§ Aim of the exercise
Set down the entries below exactly as written.

§ Saved entries
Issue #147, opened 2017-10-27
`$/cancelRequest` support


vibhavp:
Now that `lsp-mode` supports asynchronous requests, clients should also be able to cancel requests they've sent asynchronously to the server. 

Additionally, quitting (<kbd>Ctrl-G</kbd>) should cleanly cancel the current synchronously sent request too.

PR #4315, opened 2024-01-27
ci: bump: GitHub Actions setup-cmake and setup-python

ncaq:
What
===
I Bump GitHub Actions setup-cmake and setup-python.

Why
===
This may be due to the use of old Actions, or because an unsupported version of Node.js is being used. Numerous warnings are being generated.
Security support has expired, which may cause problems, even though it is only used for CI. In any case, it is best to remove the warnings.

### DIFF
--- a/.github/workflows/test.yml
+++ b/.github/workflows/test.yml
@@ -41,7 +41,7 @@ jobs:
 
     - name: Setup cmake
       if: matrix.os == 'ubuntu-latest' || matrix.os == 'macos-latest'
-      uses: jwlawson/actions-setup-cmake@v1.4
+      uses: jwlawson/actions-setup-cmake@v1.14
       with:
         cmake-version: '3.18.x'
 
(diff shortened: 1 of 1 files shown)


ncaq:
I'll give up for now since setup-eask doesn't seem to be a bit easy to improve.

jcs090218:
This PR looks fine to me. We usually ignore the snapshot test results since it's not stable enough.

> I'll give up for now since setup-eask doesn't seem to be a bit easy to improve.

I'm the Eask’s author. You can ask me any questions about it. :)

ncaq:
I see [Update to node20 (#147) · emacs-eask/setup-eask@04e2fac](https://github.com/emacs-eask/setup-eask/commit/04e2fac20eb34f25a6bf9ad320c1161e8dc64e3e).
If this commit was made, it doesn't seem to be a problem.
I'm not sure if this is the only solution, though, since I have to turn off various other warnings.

§ Result of this exercise
Issue #147, opened 2017-10-27
`$/cancelRequest` support


vibhavp:
Now that `lsp-mode` supports asynchronous requests, clients should also be able to cancel requests they've sent asynchronously to the server. 

Additionally, quitting (<kbd>Ctrl-G</kbd>) should cleanly cancel the current synchronously sent request too.

PR #4315, opened 2024-01-27
ci: bump: GitHub Actions setup-cmake and setup-python

ncaq:
What
===
I Bump GitHub Actions setup-cmake and setup-python.

Why
===
This may be due to the use of old Actions, or because an unsupported version of Node.js is being used. Numerous warnings are being generated.
Security support has expired, which may cause problems, even though it is only used for CI. In any case, it is best to remove the warnings.

### DIFF
--- a/.github/workflows/test.yml
+++ b/.github/workflows/test.yml
@@ -41,7 +41,7 @@ jobs:
 
     - name: Setup cmake
       if: matrix.os == 'ubuntu-latest' || matrix.os == 'macos-latest'
-      uses: jwlawson/actions-setup-cmake@v1.4
+      uses: jwlawson/actions-setup-cmake@v1.14
       with:
         cmake-version: '3.18.x'
 
(diff shortened: 1 of 1 files shown)


ncaq:
I'll give up for now since setup-eask doesn't seem to be a bit easy to improve.

jcs090218:
This PR looks fine to me. We usually ignore the snapshot test results since it's not stable enough.

> I'll give up for now since setup-eask doesn't seem to be a bit easy to improve.

I'm the Eask’s author. You can ask me any questions about it. :)

ncaq:
I see [Update to node20 (#147) · emacs-eask/setup-eask@04e2fac](https://github.com/emacs-eask/setup-eask/commit/04e2fac20eb34f25a6bf9ad320c1161e8dc64e3e).
If this commit was made, it doesn't seem to be a problem.
I'm not sure if this is the only solution, though, since I have to turn off various other warnings.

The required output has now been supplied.